Funktionelle Domänen und Regulationsmechanismen von PINK1
Die Analyse ergab vier aufeinanderfolgende Schritte in der PINK1-Aktivierung:
- die Erkennung mitochondrialer Schädigung,
- die Anlagerung an die äußere Membran,
- die Ubiquitinierung geschädigter Kompartimente und
- die Rekrutierung von Parkin.
Die ersten beiden Schritte – das Andocken und die Konformationsänderung von PINK1 – wurden erstmals strukturell sichtbar gemacht.
Der Import von PINK1 in die mitochondriale Membran erfolgt über das TOM40-Kanallumen und wird durch TOM7 und TOM22 vermittelt. In gesunden Zellen wird PINK1 nach der Translokation durch das TIM23-System von PARL gespalten und anschließend proteasomal degradiert. Bei Verlust des mitochondrialen Membranpotenzials hingegen stabilisiert sich PINK1 auf der äußeren Membran – ein kritischer Vorgang, der durch oxidativen Stress reguliert wird.
Warum diese Studie ein Durchbruch für die Parkinson-Erforschung ist
Bisherige strukturelle Daten zu PINK1 stammten überwiegend aus Insektenmodellen und reichten nicht aus, um die komplexen Interaktionen des humanen Proteins mit der mitochondrialen Membran darzustellen. Insbesondere der N-Terminus, in dem zahlreiche pathogene Mutationen liegen, blieb strukturell unaufgelöst.

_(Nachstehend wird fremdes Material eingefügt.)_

PR #16653, opened 2023-10-26
reduces amount of phenol needed for glue production

colossusqw:
## About the PR 

This PR changes glue's recipe to 1 plasma, 1 oxygen, 1 hydrogen, 1 formaldehyde, 0.25 phenol, reduces total yield from 5 to 4.

## Why's this needed? 

After the chem update, many chems have currently become very resource intensive to produce, this PR focuses on reducing the work and time investment in the production of space glue via reducing the needed amount of formaldehyde and phenol.

```changelog
(u)Colossusqw
(+)Glue's recipe now only requires 0.25 units of phenol.
```

### DIFF
--- a/code/modules/chemistry/Chemistry-Recipes.dm
+++ b/code/modules/chemistry/Chemistry-Recipes.dm
@@ -2617,8 +2617,8 @@
 		name = "Space Glue"
 		id = "spaceglue"
 		result = "spaceglue"
-		required_reagents = list("plasma" = 1, "phenol" = 1, "oxygen" = 1, "hydrogen" = 1, "formaldehyde" = 1)
-		result_amount = 5
+		required_reagents = list("plasma" = 1, "phenol" = 0.25, "oxygen" = 1, "hydrogen" = 1, "formaldehyde" = 0.75)
+		result_amount = 4
 		mix_phrase = "The substance turns a dull yellow and becomes thick and sticky."
 
 	superlube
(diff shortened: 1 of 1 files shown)


TDHooligan:
3.2x yield for phenol,  same yield for diethylamine. given diethylamine is a lot easier to make it seems fine. might not be a big enough change but it's a step in the right direction

TobleroneSwordfish:
I think I'd rather remove one of the precursors to make it easier to make, the idea is that stuff should require less chemicals to make but those chemicals should be more involved to produce.

TDHooligan:
i think that's a bit difficult as this is based on phenol-formaldehyde glue...

code/modules/chemistry/Chemistry-Recipes.dm
```diff
@@ -2617,8 +2617,8 @@
 		name = "Space Glue"
 		id = "spaceglue"
 		result = "spaceglue"
-		required_reagents = list("plasma" = 1, "phenol" = 1, "oxygen" = 1, "hydrogen" = 1, "formaldehyde" = 1)
-		result_amount = 5
+		required_reagents = list("plasma" = 1, "phenol" = 0.25, "oxygen" = 1, "hydrogen" = 1, "formaldehyde" = 0.75)
```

Die nun veröffentlichte vollständige Struktur des membrangebundenen, dimerisierten PINK1 ermöglicht erstmals eine funktionelle Zuordnung dieser Mutationen. Zusätzlich wurde eine bislang unbekannte supramolekulare Assemblierung aus TOM- und VDAC-Komplexen entschlüsselt, die eine strukturelle Grundlage für die Stabilisierung und Aktivierung von PINK1 bildet.
Zusammenfassung und Ausblick
Die strukturbiologische Charakterisierung von humanem PINK1 an geschädigten Mitochondrien stellt einen wesentlichen Fortschritt im Verständnis der molekularen Grundlagen des Morbus Parkinson dar. Die Studie von Callegari et al. identifiziert Schlüsselkomponenten der mitochondrialen Importmaschinerie, die direkt an der PINK1-Stabilisierung beteiligt sind, und bietet eine neue Grundlage zur funktionellen Bewertung pathogener Mutationen.
Diese Erkenntnisse schaffen eine Grundlage für die Entwicklung gezielter Modulatoren, welche die PINK1-Aktivität beeinflussen. Weitere Untersuchungen sind notwendig, um die therapeutische Relevanz dieser strukturellen Daten im Kontext der PINK1-bedingten Parkinson-Pathogenese wissenschaftlich zu bestätigen.